A Child Dies – A Look at the Dehumanization of Life in Abortion

Pregnant woman with ultrasound scan

Rev. Robert Fleischmann, Christian Life Resources National Director


In the late 1960s and early 1970s, the movement to legalize abortion focused on two primary arguments:

1. No agreement could be reached on when life begins;
2. Women should have “control” over their own bodies.
The movement’s first argument was particularly troubling as it noted no historical consistency of agreement from the medical or religious community about when life begins.

Years later, the abortion-rights community went to great lengths to dehumanize what a woman carried in her womb during pregnancy. The terms to describe a human being were replaced with such words as:

1. Products of conception;
2. Parasite;
3. Inanimate mass of material;
4. Part of the woman’s body;
5. Blob of tissue.

Along with such dehumanizing phrases the abortion community turned to Latin or medical terminology to describe what happens in the womb. They never spoke of a “baby” in the womb but rather a blastocyst, embryo, and fetus.

The late Dr. Bernard Nathanson (d. February 21, 2011), an instrumental player in the early movement to legalize abortion and an abortionist who said he presided over 75,000 abortions, later became a converted pro-life advocate. He indicated when abortion advocates first strategized on a way to make abortion more acceptable to society, they agreed to avoid the use of the word “abortion.” Marketing experts suggested a focus on “choice,” a term accepted by and still associated with the abortion movement today.

When challenged about the “life of the child” in 1974 hearings before a committee of the House of Representatives on a proposed Human Life Amendment to the Constitution, abortion-rights leaders argued again that no universal acceptance could be reached about the beginning of the “life of the child” in the womb.
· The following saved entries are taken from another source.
PR #864, opened 2013-10-17
[Translatable] cast the id column to character varying in WHERE clause

greg0ire:
The foreign key column appears to use the character varying type.
Comparing these types does not work with postgres. When using the translation walker, it results in an error message saying this :

> SQLSTATE[42883]: Undefined function: 7 ERROR: operator does not exist: character varying = integer
> LINE 1: ...aBundle\Entity\FilmEditorial' AND t1_.foreign_key = c0_.id L...
> ^
> HINT: No operator matches the given name and argument type(s). You might need to add explicit type casts. 

I solved this problem by casting the id column to character varying


TriAnMan:
@greg0ire  you may find my workaround for this problem useful. See #1512

greg0ire:
Well, thanks! Better late than never ;)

The impression clearly left in the hearings was that, if an agreement could have been reached, they would have accepted that the life of the child should be given protection.
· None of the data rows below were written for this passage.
PR #871, opened 2013-10-22
Makes index usable for non-varchar foreign keys

ansata2001:
If field foreign_key varchar(64) references integer PK none of the indexes can be used (at least in MySQL though). Converting any foreign PK to varchar-compatible type solves the problem. Performance hit is much lower than if the index is not used at all.


TriAnMan:
@ansata2001 you may find my workaround for this problem useful. See #1512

A lot has changed since then. Consider the following:

Feminist and abortion-rights advocate, Naomi Wolf 1, wrote the following:

“Clinging to a rhetoric about abortion in which there is no life and no death, we entangle our beliefs in a series of self-delusions, fibs, and evasions. And we risk becoming precisely what our critics charge us with being: callous, selfish, and casually destructive men and women who share a cheapened view of human life… What McCorvey and other Americans want and deserve is an abortion-rights movement willing publicly to mourn the evil – necessary evil though it may be – that is abortion… the pro-life slogan, ‘Abortion stops a beating heart,’ is incontrovertibly true.” 2

The issue surfaced again in 2008 when abortion-rights supporter Camille Paglia 3 wrote the following:

“I have always frankly admitted that abortion is murder, the extermination of the powerless by the powerful. Liberals, for the most part, have shrunk from facing the ethical consequences of their embrace of abortion, which results in the annihilation of concrete individuals and not just clumps of insensate tissue.” 4

Most recently, the reality of death through abortion came from Francis Kissling, the head of the unfortunately-named Catholics for Choice:

“We can no longer pretend the fetus is invisible. We can no longer seek to banish the state from our lives, but rather need to engage its power to improve women’s lives. We must end the fiction that an abortion at 26 weeks is no different from one at six weeks… The fetus is more visible than ever before, and the abortion-rights movement needs to accept its existence and its value. It may not have a right to life, and its value may not be equal to that of the pregnant woman, but ending the life of a fetus is not a morally insignificant event.” 5

Scripture never entitles another individual to terminate a human life – born or unborn – without God’s permission. In abortion it is not the removal of tissue or the jettisoning of an indistinct organic mass of material; in abortion, a baby dies. It is a biological fact. It is a medical fact. It is a Scriptural fact. The fact that history seems fuzzy is a testimony of the depravity of the human race that wants to supplant God’s authority over life and death with the murky concept of personal autonomy.


1 Naomi Wolf is an author who has served as a political consultant for the Bill Clinton 1996 reelection campaign and the Al Gore 2000 election campaign for president.
2 Rethinking Pro-Choice Rhetoric. Our Bodies, Our Souls. Wolf, Naomi: The New Republic. October 16, 1995.
3 Camille Paglia is an author, feminist, and abortion-rights advocate.
4 Fresh blood for the vampire. Paglia, Naomi. The Salon. September 10, 2008.
5 Abortion rights are under attack, and pro-choice advocates are caught in a time warp. Kissling, Francis. The Washington Post. February 18, 2011.